DJ Gigi D'Agostino, dessen Song verhunzt wurde, stellte klar, dass sich dieser ausschließlich um Liebe drehe. »In meinem Lied «L'amour toujours» geht es um ein wunderbares, großes und intensives Gefühl, das die Menschen verbindet«, teilte D'Agostino mit. Zentral sei zudem die Freude über die Schönheit des Zusammenseins.
Merz: »Mit Alkoholkonsum nicht mehr zu erklären«
Wirtschaftsminister Habeck nannte die Video-Szenen verstörend und absolut inakzeptabel. Den Zeitungen der Funke-Mediengruppe sagte er, Deutschland habe es geschafft, zu einer starken Demokratie zu werden, die auf Respekt und Pluralität gebaut sei. »Das zu schützen ist unsere Aufgabe.« Der CDU-Bundesvorsitzende Friedrich Merz fragte: »Was geht eigentlich in den Köpfen dieser Leute vor, das ist doch auch mit Alkoholkonsum nicht mehr zu erklären.«
Bundespräsident Frank-Walter Steinmeier äußerte sich mit Blick auf die rassistischen Gesänge besorgt über die Verrohung der politischen Umgangsformen. Weiter sagte er beim Demokratiefest in Bonn, offensichtlich seien es nicht nur »die Randständigen, Abgehängten«, die sich radikalisieren. »Sondern das ist eine Radikalisierung, die mindestens in Teilen in der Mitte der Gesellschaft auch stattfindet.« Am Freitag hatte schon Bundeskanzler Olaf Scholz (SPD) die Parolen als »ekelig« und »nicht akzeptabel« bezeichnet.

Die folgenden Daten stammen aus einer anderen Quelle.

PR #1049, opened 2018-02-16
CFE-2776 Fix cf-runagent during 3.7.x -> 3.10.x migration

nickanderson:
This fixes an issue introduce by the addition of the ability to specify the bundlesequence cf-agent should use during a request made by cf-runagent.

3.10.x and greater needs an open cfruncommand specification so that it can append the arguments like no locks and remote bundles.

### DIFF
--- a/controls/cf_serverd.cf
+++ b/controls/cf_serverd.cf
@@ -45,12 +45,28 @@ body server control
       cfruncommand => "$(sys.cf_agent) -I -D cfruncommand -f \"$(sys.update_policy_path)\"  &
                        $(sys.cf_agent) -I -D cfruncommand";
 
-    !windows::
-      # last single quote in cfruncommand is left open, so that
-      # arguments (like -K and --remote-bundles) are properly appended.
-      cfruncommand => "$(def.cf_runagent_shell) -c \'
+    !windows.!cfengine_3_7::
+
+      # In 3.10 the quotation is properly closed when EOF is reached. It is left
+      # open so that arguments (like -K and --remote-bundles) can be appended.
+      # 3.10.x does not automatically append -I -Dcfruncommand
+
+        cfruncommand => "$(def.cf_runagent_shell) -c \'
                            $(sys.cf_agent) -I -D cfruncommand -f $(sys.update_policy_path)  ;
                            $(sys.cf_agent) -I -D cfruncommand";
+
+    !windows.cfengine_3_7::
+
+      # 3.7.x does not properly close open quotes when EOF is reached preventing
+      # policy execution, so we must provide a trailing quote for cfruncommand.
+
+      # 3.7.x Automatically appends -I -Dcfruncommand to the cfruncommand. This
+      # results in a benign error about not being allowed to specify inputs for
+      # remote execution.
+
+        cfruncommand => "$(def.cf_runagent_shell) -c \'
+                           $(sys.cf_agent) -I -D cfruncommand -f $(sys.update_policy_path)  ;
+                           $(sys.cf_agent) -I -D cfruncommand\'";
 
       # Bind to all interfaces including ipv6
       # Adding this on windows will force ipv6 only
--- a/controls/cf_serverd.cf
+++ b/controls/cf_serverd.cf
@@ -42,8 +42,8 @@ body server control
       allowusers            => { "root" };
 
     windows::
-      cfruncommand => "$(sys.cf_agent) -I -D cfruncommand -f \"$(sys.update_policy_path)\"  &
-                       $(sys.cf_agent) -I -D cfruncommand";
+      cfruncommand => "$(sys.cf_agent) -I -D cf_runagent_initiated -f \"$(sys.update_policy_path)\"  &
+                       $(sys.cf_agent) -I -D cf_runagent_initiated";
 
     !windows.!cfengine_3_7::
 
@@ -52,8 +52,8 @@ body server control
       # 3.10.x does not automatically append -I -Dcfruncommand
 
         cfruncommand => "$(def.cf_runagent_shell) -c \'
-                           $(sys.cf_agent) -I -D cfruncommand -f $(sys.update_policy_path)  ;
-                           $(sys.cf_agent) -I -D cfruncommand";
+                           $(sys.cf_agent) -I -D cf_runagent_initiated -f $(sys.update_policy_path)  ;
+                           $(sys.cf_agent) -I -D cf_runagent_initiated";
 
     !windows.cfengine_3_7::
 
@@ -61,12 +61,14 @@ body server control
       # policy execution, so we must provide a trailing quote for cfruncommand.
 
       # 3.7.x Automatically appends -I -Dcfruncommand to the cfruncommand. This
-      # results in a benign error about not being allowed to specify inputs for
-      # remote execution.
+      # results in an error about not being allowed to specify inputs for remote
+      # execution from the update policy. In order to preserve the ability for
+      # policy to know its execution provenance we define a different class
+      # `cf_runagent_initiated` that does not elicit the error.
 
         cfruncommand => "$(def.cf_runagent_shell) -c \'
-                           $(sys.cf_agent) -I -D cfruncommand -f $(sys.update_policy_path)  ;
-                           $(sys.cf_agent) -I -D cfruncommand\'";
+                           $(sys.cf_agent) -I -D cf_runagent_initiated -f $(sys.update_policy_path)  ;
+                           $(sys.cf_agent) -I -D cf_runagent_initiated\'";
 
       # Bind to all interfaces including ipv6
       # Adding this on windows will force ipv6 only
--- a/MPF.md
+++ b/MPF.md
@@ -32,6 +32,11 @@ request to expose the tunable into the ```def``` bundle.
 **Note:** `controls/def.cf` contains the defaults and settings for `promises.cf`
 and `controls/update_def.cf` contains the defaults and settings for `update.cf`.
 
+Since 3.7.8, 3.10.4, and 3.12.0 The class `cf_runagent_initated` is defined by
+default in the MPF for agent executions initiated by `cf-runagent` through
+`cf-serverd`. Previously the class `cfruncommand` was defined. See `body server
+control cfruncommand` in `controls/cf_serverd.cf`.
+
 ## Update Policy (update.cf)
 
 Synchronizing clients with the policy server happens here, in


atsaloli:
:+1:

controls/cf_serverd.cf
```diff
@@ -45,12 +45,24 @@ body server control
...
-                           $(sys.cf_agent) -I -D cfruncommand";
+    !windows.!cfengine_3_7::
+
+      # in cfengine 3.10.0 and later last single quote in cfruncommand is left
+      # open, so that arguments (like -K and --remote-bundles) are properly
+      # appended.
+
+        cfruncommand => "$(def.cf_runagent_shell) -c \'
+                           $(sys.cf_agent) -I -f $(sys.update_policy_path)  ;
+                           $(sys.cf_agent) -I ";
```
jimis: why did you remove `-Dcfruncommand`? If you want the class defined in 3.10, you have to append it manually. In older versions it used to be the case that cf-serverd was appending it before spawning cf-agent, when commanded via a remote cf-runagent.

jimis: Here is what changed, copied from Core's changelog:

```
        - cf-serverd no longer appends "-I -Dcfruncommand" to
                     cfruncommand, this has to be done manually in masterfiles
                     body server control. (Redmine #7732)
```

jimis: in other words, with CFEngine 3.10.x, if you want the class defined in cf-agent, when triggered via a remote cf-runagent, you have to manually append that in the policy.

If you remove it, it will result to the `cfruncommand` class being undefined when triggered by remote cf-runagent. Just this, nothing will blow up.

craigcomstock: Hmm... I worked on this a bit and mostly payed attention to getting the cfruncommand to work at all, not on the effect on the remote cf-agent's environment. Some more testing is in order?

jimis: Why? Didn't it work before with 3.7.x ? I recall there were several fixes to cfruncommand parsing that were cherry-picked to 3.7.x.

craigcomstock: I'm not sure. Looks like Nick or I (or both) will have to dig back into this a bit.

nickanderson: Good catch @jimis, I re-added the cfruncommand definition.

controls/cf_serverd.cf
```diff
@@ -45,12 +45,25 @@ body server control
...
+      # appended.
+
+        cfruncommand => "$(def.cf_runagent_shell) -c \'
+                           $(sys.cf_agent) -I --define cfruncommand -f $(sys.update_policy_path)  ;
+                           $(sys.cf_agent) -I --define cfruncommand";
+
+    !windows.cfengine_3_7::
+
+      # 3.7 doesn't support specifying the remote bundlesequence and does not
+      # know to add a trailing single quote so it must be accounted for here.
```
jimis: No, that's not the difference. 3.10 does not auto-append a closing trailing quote either. But when EOF is reached, the shell closes all quotation implicitly.

controls/cf_serverd.cf
```diff
@@ -45,12 +45,25 @@ body server control
...
-                           $(sys.cf_agent) -I -D cfruncommand";
+    !windows.!cfengine_3_7::
+
+      # in cfengine 3.10.0 and later last single quote in cfruncommand is left
+      # open, so that arguments (like -K and --remote-bundles) are properly
+      # appended.
+
+        cfruncommand => "$(def.cf_runagent_shell) -c \'
+                           $(sys.cf_agent) -I --define cfruncommand -f $(sys.update_policy_path)  ;
+                           $(sys.cf_agent) -I --define cfruncommand";
```
jimis: So you only changed the style from `-D` to `--define` ? I don't like the new style :-p

controls/cf_serverd.cf
```diff
@@ -45,12 +45,25 @@ body server control
...
+
+    !windows.cfengine_3_7::
+
+      # 3.7 doesn't support specifying the remote bundlesequence and does not
+      # know to add a trailing single quote so it must be accounted for here.
+      # 3.7.x Automatically appends -I -Dcfruncommand to the cfruncommand
```
jimis: That is true. So now that you are manually closing the quote, are you sure that it works?

controls/cf_serverd.cf
jimis: I can see in the serverd code that `-D` is treated specially to check if "role activation" is permitted. I can't see `--define` there, so I would suggest leaving it `-D`.

nickanderson: Bah, fine. Yeah, I much prefer the long options. It's way easier to read than knowing all the abbreviations.

controls/cf_serverd.cf
nickanderson: @craigcomstock  and @atsaloli  are sure.

atsaloli:
Is the `cfruncommand` class needed by CFEngine?  Why are we defining the `cfruncommand` class?  Aha, found it in Volker's post of 2014 at https://groups.google.com/forum/#!topic/help-cfengine/8vpnVJ_x1JU : 

--start quote--
This is to prevent remote DoS attacks.

I made a few fixes in 3.6 that enforced that behaviour in cf-agent:

https://github.com/cfengine/core/pull/1708

The previous code tried to check if either -K, -f or --no-lock was passed to the server by cf-runagent via -o, but failed to correctly replicate getopt's parsing behaviour, so it was possible to execute a remote agent ignoring locks by passing "-o"--no-loc". The new code passes a class "cfruncommand" to cf-agent, and cf-agent looks for that class when processing options, and if set, refuses to accept no-lock or file-input. It's a bug fix to existing behaviour, rather than a change of behaviour. However, the new logic makes it impossible to specify -K or -f options in the cfruncommand (and I admit, the ChangeFile doesn't point this out, it only mentions the new cfruncommand class).

--end quote--

atsaloli:
I am confused, the comments say 3.7.x automatically adds -D cfruncommand, so then we are you adding -D  cfruncommand in masterfiles?

```
      # 3.7.x Automatically appends -I -Dcfruncommand to the cfruncommand
      # DTV Customization to add DEBUG class to the update run

        cfruncommand => "$(def.cf_runagent_shell) -c \'
                           $(sys.cf_agent) -I -D cfruncommand,DEBUG -f $(sys.update_policy_path)  ;
                           $(sys.cf_agent) \'";
```

atsaloli:
The latest version from this pull request does not work!

```
[redacted]> cf-serverd executing cfruncommand: /bin/sh -c '
                           "/var/cfengine/bin/cf-agent" -I -D cfruncommand,DEBUG -f /var/cfengine/inputs/update.cf  ;
                           "/var/cfengine/bin/cf-agent" ' -I -Dcfruncommand
[redacted]> ->    error: Specifying input files is not allowed for remote execution
```

controls/cf_serverd.cf
nickanderson: I spun up a 3.10.3 hub with a 3.7.3, 3.7.7 and 3.10.3 remote agents running the
stock 3.10.3 MPF.

From the hub I did a runagent against the 3.7.3 agent.

     verbose: Server is TRUSTED, received key 'SHA=a97346372843a7dee5f58980a9c88bca36538022b48c2e618590a04b0c07a76a' MATCHES stored one.
    192.168.33.3> cf-serverd executing cfruncommand: /bin/sh -c '
                               "/var/cfengine/bin/cf-agent" -I -D cfruncommand -f /var/cfengine/inputs/update.cf  ;
                               "/var/cfengine/bin/cf-agent" -I -Dcfruncommand
    192.168.33.3> -> sh: -c: line 0: unexpected EOF while looking for matching `''
    192.168.33.3> -> sh: -c: line 3: syntax error: unexpected end of file
     verbose: Connection to 192.168.33.3 is closed

From the hub I did a runagent against the 3.7.7 agent.

    192.168.33.3> cf-serverd executing cfruncommand: /bin/sh -c '
                              "/var/cfengine/bin/cf-agent" -I -D cfruncommand -f /var/cfengine/inputs/update.cf  ;
                              "/var/cfengine/bin/cf-agent" -I -Dcfruncommand
    192.168.33.3> -> sh: -c: line 0: unexpected EOF while looking for matching `''
    192.168.33.3> -> sh: -c: line 3: syntax error: unexpected end of file
    verbose: Connection to 192.168.33.3 is closed

From the hub I did a runagent against a 3.10.3 agent.

    192.168.33.3> cf-serverd executing cfruncommand: /bin/sh -c '
                              "/var/cfengine/bin/cf-agent" -I -D cfruncommand -f /var/cfengine/inputs/update.cf  ;
                              "/var/cfengine/bin/cf-agent" -I -D cfruncommand
    192.168.33.3> ->   notice: Storing sha256 hash for '/etc/passwd' (SHA=8580c7f630bb7cb7252e9e1f7e129eb9c591f4c4132261ca76ebfb66f8f6c59c)
    192.168.33.3> ->   notice: Storing sha256 hash for '/etc/group' (SHA=665c4e56c7ff3e5fcd19a937ff40208d16c8fd9371a7e779feb3e33d8de0719d)
    192.168.33.3> ->   notice: Storing sha256 hash for '/etc/services' (SHA=f0c4af9261e7e6193db0bbb8f335c0f0c094d8d7aa428e5d8cbb674f2e13b2ef)
    192.168.33.3> ->   notice: Storing sha256 hash for '/etc/shadow' (SHA=8be6b00d56db641797111598a203dd80b6a285802c14c3155d4e1bceca7f57b0)
    verbose: Connection to 192.168.33.3 is closed
    You have new mail in /var/spool/mail/root

I applied the patch where on 3.7 the quote is terminated explicitly and because
`-I -Dcfruncommand` is supposed to be appended by default I modified
services/main.cf to report when `cfruncommand` was defined.

    reports:
      cfruncommand::
        "Executed by cf-runagent (I see that cfruncommand is a defined class)";

     verbose: Server is TRUSTED, received key 'SHA=a97346372843a7dee5f58980a9c88bca36538022b48c2e618590a04b0c07a76a' MATCHES stored one.
    192.168.33.3> cf-serverd executing cfruncommand: /bin/sh -c '
                               "/var/cfengine/bin/cf-agent" -I -D cfruncommand -f /var/cfengine/inputs/update.cf  ;
                               "/var/cfengine/bin/cf-agent" ' -I -Dcfruncommand
    192.168.33.3> ->    error: Specifying input files is not allowed for remote execution
     verbose: Connection to 192.168.33.3 is closed

In the above output we can see that indeed `-I -Dcfruncommand` is appended to
`cfruncommand` after the closing quote. Unfortunately since it comes AFTER the
closing quote, it isn't considered an option to the command. Instead the agent
errors and tells you that it's not possible to specify input files for remote
execution.

So, I adjusted `cfruncommand` to define `-I -Dcfruncommand` inside of the
closing quote.

    !windows.cfengine_3_7::
    
      # 3.7 doesn't support specifying the remote bundlesequence and does not
      # know to add a trailing single quote so it must be accounted for here.
      # 3.7.x Automatically appends -I -Dcfruncommand to the cfruncommand
    
        cfruncommand => "$(def.cf_runagent_shell) -c \'
                           $(sys.cf_agent) -I -D cfruncommand -f $(sys.update_policy_path)  ;
                           $(sys.cf_agent) -I -Dcfruncommand\'";

I got this result when executing `cf-runagent` from the hub.

    192.168.33.3> cf-serverd executing cfruncommand: /bin/sh -c '
                               "/var/cfengine/bin/cf-agent" -I -D cfruncommand -f /var/cfengine/inputs/update.cf  ;
                               "/var/cfengine/bin/cf-agent" -I -Dcfruncommand' -I -Dcfruncommand
    192.168.33.3> ->    error: Specifying input files is not allowed for remote execution
    192.168.33.3> -> R: Executed by cf-runagent (I see that cfruncommand is a defined class)

We can see that the agent still complained about not allowing remote execution
to specify input files, but importantly we see that the policy was actually
executed and that `cfruncommand` was defined as desired.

Auch aus Sicht der Expertin Pia Lamberty zeigt das Sylt-Video eine Normalisierung rechtsextremer Inhalte in der Gesellschaft. »Ohne dass es irgendeine Form von Widerspruch gibt, werden die sozialen Normen einfach gebrochen«, sagte die Co-Geschäftsführerin des Centers für Monitoring, Analyse und Strategie (Cemas), das Radikalisierungstendenzen und Verschwörungserzählungen im Netz untersucht.
Vorfälle auch in Bayern und Niedersachsen
Auch der Club Rotes Kliff im Nobelort Kampen berichtete von einem »Rassismus-Vorfall« zu Pfingsten. Die betroffenen Personen seien des Clubs verwiesen worden und hätten jetzt Hausverbot, schrieben die Betreiber am Freitag auf Instagram. Daneben soll es noch einen weiteren rassistischen Vorfall auf der Insel gegeben haben: Eine schwarze Frau erhob auf Instagram den Vorwurf, sie sei an Pfingsten in einem Restaurant in Kampen beleidigt und ins Gesicht geschlagen worden. Die Polizei bestätigte, dass eine Anzeige vorliege.
Der Missbrauch des Lieds »L'amour toujours« auf Sylt ist kein Einzelfall. In den vergangenen Monaten gab es immer wieder Vorfälle, bei denen zu dem Lied Nazi-Parolen gerufen wurden - etwa in Bayern und Mecklenburg-Vorpommern.
In Erlangen skandierten nun zwei Männer auf der Bergkirchweih rassistische Parolen zu »L'amour toujours«. Wie die Polizei am Samstag mitteilte, bekamen die Verdächtigen im Alter von 21 und 26 Jahren am Freitagabend ein Betretungsverbot - der Staatsschutz leitete Ermittlungen ein.
Schon am Freitag wurde bekannt, dass es ebenfalls an Pfingsten in Niedersachsen zu einem ähnlichen Fall kam. Auch auf dem Schützenfest im niedersächsischen Löningen westlich von Cloppenburg wurden rassistische Parolen gegrölt, auch zu »L’amour toujours«, auch dort ermittelt der Staatsschutz.